Nuclear deterrence compounds the challenge. So long as the United States provides nuclear guarantees, it will retain influence over conventional operations as well. The more uncertain those guarantees become, the more pressing the question of European strategic leadership — including, eventually, on nuclear matters.

The analysis also raises an uncomfortable question about Germany. Berlin has announced its ambition to build the Bundeswehr into the strongest conventional army in central Europe, backed by a historic rearmament programme. Yet this effort, the authors note, lacks an explicit European dimension that brings allies on board. The resulting discursive vacuum is already being exploited: in Paris and Warsaw, nationalist narratives of a resurgent Germany threatening its neighbours are gaining traction. For the wider European project, uncoordinated national rearmament carries its own risks.

On the industrial side, the structural fragmentation of Europe's defence sector remains a binding constraint. National procurement strategies, limited cross-border integration, and production bottlenecks continue to constrain the ability to scale output in response to a deteriorating security environment. Recent EU initiatives — including the European Defence Industrial Strategy and joint procurement mechanisms — aim to address these weaknesses, but implementation timelines remain uncertain and funding levels have so far fallen short of what the scale of the challenge demands.

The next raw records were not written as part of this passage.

PR #12138, opened 2026-07-24
fix(router): clear a worker's overloaded mark on every healthy load sample

yifjiang:
> **Draft** — opening for discussion/validation. The fix is a small, targeted change; CI has not yet been run and I'd welcome maintainer input on the approach before finalizing.

## Overview

A worker that is ever marked overloaded via the request path (`Client::mark_overloaded_immediate`) can be **excluded from routing permanently**, causing the router to return `ResourceExhausted` / "All workers are busy, please retry later" **forever — even when the worker is idle and healthy.** Only a frontend restart recovers.

## Root cause

Two independent code paths add a worker to the router's overloaded set:

1. **Monitor path** — `KvWorkerMonitor` computes an overloaded set from load thresholds and calls `publish_overloaded_instances(...)` to push it to the routing `Client`.
2. **Request fast-path** — on a `ResourceExhausted` / "worker at capacity" response, `push_router` calls `Client::mark_overloaded_immediate(instance_id)`, which inserts the worker into `RoutingInstances.overloaded_ids` **directly, outside** the monitor's `overloaded_tracker`.

The fast-path mark (2) is only cleared when the monitor republishes the full set (1) via `set_overloaded_instances`. But in `worker_monitor.rs` that publish is gated on `overloaded_changed`:

```rust
if overloaded_changed {
    let overloaded_instances = overloaded_tracker.ids();
    publish_overloaded_instances(&client, &prefill_client_holder, &overloaded_instances);
}
```

When load thresholds are **unconfigured (the default)**, `overloaded_tracker` never changes, so `overloaded_changed` is never `true`, so the monitor **never republishes**. The immediate mark set in (2) is therefore never overwritten — the worker stays in `overloaded_ids` indefinitely, `free_ids = routable − overloaded` stays empty, and every subsequent request hits the "All workers are busy" branch. The worker itself is idle/healthy the whole time (its per-request permits are RAII and released).

## Fix

Publish the overloaded set on **every fresh load sample** rather than only when the threshold-derived set changes, so the healthy set overwrites the stale immediate mark once the transient overload passes. `overloaded_changed` is retained only to gate a debug log. One file, `lib/llm/src/discovery/worker_monitor.rs`.

## Reproduction

Single worker, `DYN_ENGINE_REQUEST_LIMIT` small (e.g. 8) + a small overflow queue, model slow enough that the 8 engine slots stay occupied under load. Drive it closed-loop at concurrency well above `limit + queue` for ~25 s so the engine + queue co-saturate and the worker emits "worker at capacity" at least once. After the burst drains, every request returns a permanent `500` / `ResourceExhausted "All workers are busy"` while the worker sits idle (`sglang:num_running_reqs=0`). With this change, the endpoint recovers on the next load sample.

(Observed live on a GB200 deployment; the failure and the fix were both confirmed against the exact code in `worker_monitor.rs`.)

## Testing

- [ ] `cargo test -p dynamo-llm` (not yet run in this draft)
- [ ] add a regression test asserting the overloaded set is republished on an unchanged healthy sample after an immediate mark

Happy to add the regression test and adjust the approach per review.

### DIFF
--- a/lib/llm/src/discovery/worker_monitor.rs
+++ b/lib/llm/src/discovery/worker_monitor.rs
@@ -992,9 +992,7 @@ impl WorkerLoadMonitor for KvWorkerMonitor {
                         }
 
                         // Recompute the full overloaded set only when thresholds change;
-                        // otherwise incrementally update just this worker. When the set
-                        // changes, publish to both the decode Client and (in disaggregated
-                        // serving) the prefill Client — see `publish_overloaded_instances`.
+                        // otherwise incrementally update just this worker.
                         let overloaded_changed = if thresholds_changed {
                             last_thresholds = cfg.clone();
                             let overloaded_workers =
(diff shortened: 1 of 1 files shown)


PeaBrane:
/ok to test [9a34dc3](https://github.com/ai-dynamo/dynamo/pull/12138/commits/9a34dc31061caa15fbafd84676250e4e4570fe77)

TaekyungHeo:
Additional exact reproduction from Aria ComputeLab SC qualification:

- Dynamo SGLang 1.1 same-node disaggregated: jobs `4021214`, `4021255`, `4021306`
- Dynamo SGLang 1.2 same-node disaggregated: jobs `4021546`, `4021608`, `4021927`, `4021954`
- Two B200 GPUs, prefill/decode/frontend all become ready, NIXL UCX initializes, and the frontend discovers both model roles.
- The frontend then logs `KvWorkerMonitor: prefill endpoint watcher activated, tracking 0 workers`; the first chat request returns 503 `service overloaded or rate limited` while both workers are healthy.
- Starting the frontend before workers, using direct routing, varying the readiness-to-request delay, and forcing a decode-block threshold did not recover the free set.
- Control rows on the same internal-only provider fabric pass: Dynamo vLLM disaggregated `4021028`; Dynamo TensorRT-LLM 1.2 disaggregated `4021982`.

This is consistent with the PR's root cause: the initial/unchanged healthy empty overloaded set is not republished, so the routing client's free set remains empty. These are qualification-only canaries, not performance claims.

rmccorm4:
I believe https://github.com/ai-dynamo/dynamo/pull/14210 will supersede this PR

rmccorm4:
Closing this as superseded by https://github.com/ai-dynamo/dynamo/pull/14210. @yifjiang feel free to open a new PR if needed.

The political geography of this debate matters enormously for Europe's eastern flank. Countries in Central and Eastern Europe have historically anchored their security calculus to NATO's collective defence guarantees and close bilateral ties with Washington. A more European NATO is not, in itself, a threat to this calculus — but it requires these states to be active architects of the new architecture rather than passive recipients of decisions made in Berlin, Paris, or Brussels. For the Western Balkans in particular — where several states remain outside both NATO and the EU, and where the credibility of Euro-Atlantic integration is itself at stake — the signal from this analysis is pointed: the security framework these countries are orienting towards is undergoing fundamental change, and the window for shaping that change is open now.

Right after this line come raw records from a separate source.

PR #12135, opened 2026-07-24
test(vllm): cover classify and pooling endpoints

jh-nv:
## Summary

- Add shared classify/pooling payload builders and aggregate vLLM end-to-end coverage.
- Cover text and pre-tokenized inputs, batched tokens, truncation side, all encoding modes, classify parity, and token_classify.
- Stack layer extracted from #12058.

## Validation

- All 10 final live endpoint payload cases passed against cross-encoder/nli-MiniLM2-L6-H768.
- 104 targeted Python tests passed across the stack.
- 40 targeted Rust classify/pooling protocol tests passed.
- Pre-commit hooks passed for every changed file.

## Stack

- **14 of 14**
- Previous: [#12134](https://github.com/ai-dynamo/dynamo/pull/12134)
- Next: final layer
- Original unsplit PR: [#12058](https://github.com/ai-dynamo/dynamo/pull/12058)
- Base: `jihao/vllm-pooling-example`
- Head: `jihao/vllm-pooling-e2e`

PR #12127, opened 2026-07-24
feat(http): serve classify and pooling requests

jh-nv:
## Summary

- Add the classify and pooling HTTP handlers and service-v2 route registration.
- Support vLLM-compatible float, base64, bytes, and bytes_only pooling responses, including binary metadata.
- Backend worker activation remains out of scope for this layer.
- Stack layer extracted from #12058.

## Validation

- Targeted dynamo-llm classify and pooling tests passed.
- The final stack's HTTP behavior was verified against a live local vLLM Dynamo service.
- Pre-commit hooks passed for the changed files.

## Stack

- **6 of 14**
- Previous: [#12126](https://github.com/ai-dynamo/dynamo/pull/12126)
- Next: [#12128](https://github.com/ai-dynamo/dynamo/pull/12128)
- Original unsplit PR: [#12058](https://github.com/ai-dynamo/dynamo/pull/12058)
- Base: `jihao/vllm-pooling-metrics`
- Head: `jihao/vllm-pooling-http`

PR #12125, opened 2026-07-24
feat(http): define classify and pooling endpoints

jh-nv:
## Summary

- Define classify and pooling endpoint kinds and their service-state flags.
- Handle the new variants exhaustively while leaving route registration for the next HTTP layer.
- Stack layer extracted from #12058.

## Validation

- Targeted dynamo-llm tests passed.
- Pre-commit hooks passed for the changed files.

## Stack

- **4 of 14**
- Previous: [#12124](https://github.com/ai-dynamo/dynamo/pull/12124)
- Next: [#12126](https://github.com/ai-dynamo/dynamo/pull/12126)
- Original unsplit PR: [#12058](https://github.com/ai-dynamo/dynamo/pull/12058)
- Base: `jihao/vllm-pooling-discovery`
- Head: `jihao/vllm-pooling-endpoint-types`

PR #12122, opened 2026-07-24
feat(llm): add classify protocol types

jh-nv:
## Summary

- Add OpenAI-compatible classify request, response, streaming, and aggregation protocol types.
- Keep the types dormant: this layer does not register or expose a new HTTP endpoint.
- First PR in the stack extracted from #12058.

## Validation

- 20 targeted Rust classify protocol tests passed.
- Pre-commit hooks passed for the changed files.
- The complete stacked tree was exercised against a local vLLM Dynamo service.

## Stack

- **1 of 14**
- Previous: `main`
- Next: [#12123](https://github.com/ai-dynamo/dynamo/pull/12123)
- Original unsplit PR: [#12058](https://github.com/ai-dynamo/dynamo/pull/12058)
- Base: `main`
- Head: `jihao/vllm-classify-protocol`

PR #12139, opened 2026-07-24
feat(http): serve classify and pooling requests

jh-nv:
## Summary

- Add classify and pooling endpoint state, request handling, and metrics.
- Support vLLM-compatible `float`, `base64`, `bytes`, and `bytes_only` pooling responses, including binary metadata.
- Leave built-in vLLM backend activation to the next PR, keeping this layer scoped to frontend/HTTP integration.
- This is PR 2 of 4 and consolidates drafts #12125–#12127.

## Validation

- This commit's pre-commit hooks passed.
- On the complete four-PR stack: 20 classify and 20 pooling Rust tests passed.
- Live endpoint validation passed for JSON and binary response formats.
- The final tree exactly matches a clean merge of the former 14-PR stack onto current `main`.

## Stack

Merge in this order:

1. [#12140 — core protocols and model discovery](https://github.com/ai-dynamo/dynamo/pull/12140)
2. [#12139 — frontend HTTP integration](https://github.com/ai-dynamo/dynamo/pull/12139) **(this PR)**
3. [#12142 — vLLM worker integration and activation](https://github.com/ai-dynamo/dynamo/pull/12142)
4. [#12141 — examples and end-to-end validation](https://github.com/ai-dynamo/dynamo/pull/12141)

The original monolithic #12058 remains open; this four-PR stack replaces only the earlier 14-draft split (#12122–#12135).

## Related Issues

- Relates to DIS-2528

## Summary by CodeRabbit

* **New Features**
  * Added OpenAI-compatible classification and pooling endpoints.
  * Classification requests now support cache-salt validation and return classification results.
  * Pooling requests support JSON or binary responses, optional metadata, multiple data types, and tensor validation.
  * Added endpoint configuration, routing, metrics, and model support for classification and pooling.
* **Tests**
  * Added coverage for binary pooling responses and invalid empty cache salts.

### DIFF
--- a/lib/llm/src/http/service/openai.rs
+++ b/lib/llm/src/http/service/openai.rs
@@ -58,10 +58,15 @@ use crate::protocols::openai::{
         NvCreateChatCompletionRequest, NvCreateChatCompletionResponse,
         NvCreateChatCompletionStreamResponse,
     },
+    classify::{NvCreateClassifyRequest, NvCreateClassifyResponse},
     completions::{NvCreateCompletionRequest, NvCreateCompletionResponse},
     delta_common,
     embeddings::{NvCreateEmbeddingRequest, NvCreateEmbeddingResponse},
     images::{NvCreateImageRequest, NvImagesResponse},
+    pooling::{
+        NvCreatePoolingRequest, NvCreatePoolingResponse, PoolingEmbedDType, PoolingEncodingFormat,
+        PoolingEndianness, PoolingOutput,
+    },
     responses::{NvCreateResponse, NvResponse, ResponseParams, chat_completion_to_response},
     videos::{NvCreateVideoRequest, NvVideosResponse},
 };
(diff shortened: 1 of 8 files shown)


lib/llm/src/http/service/openai.rs
```diff
@@ -1337,6 +1342,385 @@ fn decode_base64_embedding_to_floats(s: &str) -> Result<Vec<f32>, anyhow::Error>
...
+            let err_response =
+                ErrorMessage::from_anyhow(anyhow::Error::new(e), "Failed to fold pooling stream");
+            inflight.mark_error(extract_error_type_from_response(&err_response));
+            err_response
+        })?;
+
+    let response = match response_encoding {
+        PoolingEncodingFormat::Float | PoolingEncodingFormat::Base64 => {
+            Json(response).into_response()
+        }
```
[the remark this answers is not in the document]
jh-nv: Verified against the complete stack. The vLLM worker sets `shape` only for `encoding_format == "bytes"`; its parametrized output-format test asserts that `shape` is absent for `float`, `base64`, and `bytes_only`. Therefore the supported worker cannot leak this field in Float/Base64 responses. Frontend sanitization could be separate defensive hardening for an out-of-contract custom worker, but there is no current behavior to fix here.

lib/llm/src/http/service/openai.rs
```diff
@@ -1337,6 +1342,385 @@ fn decode_base64_embedding_to_floats(s: &str) -> Result<Vec<f32>, anyhow::Error>
...
+
+    // vLLM currently rejects dimensionality reduction on `/pooling`.
+    if request.dimensions.is_some() {
+        return Err(pooling_or_classify_bad_request(
+            "dimensions is currently not supported".to_string(),
+        ));
+    }
+    let response_encoding = request.encoding_format;
+    let response_dtype = request.embed_dtype.unwrap_or_default();
+    let response_endianness = request.endianness.unwrap_or_default();
```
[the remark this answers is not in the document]
jh-nv: Verified against both sides of the internal wire contract. Rust defaults omitted values to `float32` / `native`, and the worker independently defaults to the same two values. Encoded-length validation depends on dtype width only; endianness does not change the expected byte count. The binary-format tests also validate returned dtype/endianness metadata, so there is no default mismatch in the supported stack.

rmccorm4 (commented):
Two inline findings from local review.

lib/llm/src/model_type.rs
```diff
@@ -227,6 +227,12 @@ impl ModelType {
         if self.contains(Self::Realtime) {
             endpoint_types.push(crate::endpoint_type::EndpointType::Realtime);
         }
+        if self.contains(Self::Classify) {
```
rmccorm4, line 230: *From local review:*

[P1] Removing one model disables this endpoint for every surviving model of the same type. These new mappings feed process-wide `AtomicBool` flags in `ServiceV2`, while `ModelUpdate::Removed` unconditionally clears every endpoint mapped from the removed card. With pooling models A and B registered, removing A therefore makes B's `/pooling` route return 404 until another pooling add event; classify is affected identically. Please derive availability from the remaining model cards or maintain per-endpoint membership/reference counts, and cover add-A/add-B/remove-A.

lib/llm/src/http/service/openai.rs
```diff
@@ -1337,6 +1342,385 @@ fn decode_base64_embedding_to_floats(s: &str) -> Result<Vec<f32>, anyhow::Error>
...
+) -> Result<Response, ErrorResponse> {
+    // return a 503 if the service or model is not ready
+    check_ready(&state)?;
+    check_model_serving_ready(&state, &request.model)?;
+
+    if !state.nvext_enabled() {
+        warn_nvext_disabled("classify", request.nvext.is_some(), &headers);
+        request.nvext = None;
+    }
+    validate_pooling_cache_salt(request.cache_salt.as_deref())?;
```
rmccorm4: *From local review:*

[P2] This validation returns before `create_inflight_guard`, so an invalid `cache_salt` 400 is absent from the request and validation-error metrics. Pooling has the same gap for `cache_salt` and `dimensions` at lines 1617-1623. Please create and mark the guard before local validation, or route these checks through a common metered validation path, and add route-level metric assertions.

lib/llm/src/model_type.rs
jh-nv: I don't think this is reachable. The watcher only emits a `Removed` card for a model type once no model of that type remains, and narrows the card to that one type — `removed_model_cards` (`watcher.rs:312`) gates on `is_model_type_list_empty`, which has `Classify`/`Pooling` arms and runs after `remove_model()`. That's been on main since #12140.

Checked it end-to-end with two real pooling workers: killed pool-a, and `/v1/pooling` + `/v1/classify` kept serving pool-b (200 across 5 probes, no `disabled` in the frontend log). Then killed pool-b as well and both endpoints went 404 — so the check can detect a gated-off endpoint; it just never gets gated off while another model of that type is still registered.

Added the add-A/add-B/remove-A  tests

lib/llm/src/http/service/openai.rs
jh-nv: Fixed

rmccorm4 (approved):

Mölling and Schütz are careful to avoid the framing of NATO replacement. Their argument is not that Europe should decouple from the United States, but that it must organise itself coherently — developing its own strategic vision, command frameworks, and decision-making capacity — so that it can engage Washington as a capable partner rather than a dependent client. A more European NATO, they write, is viable only if Europe addresses its internal differences: on risk tolerance, on burden-sharing, on the role of nuclear deterrence, and on who leads.

The underlying message carries a note of urgency that goes beyond standard policy caution. The most dangerous illusion, the authors argue, would be to believe that this discussion can be postponed to spare transatlantic sensitivities. NATO will become more European regardless. The question is whether Europe plans that path — or stumbles down it.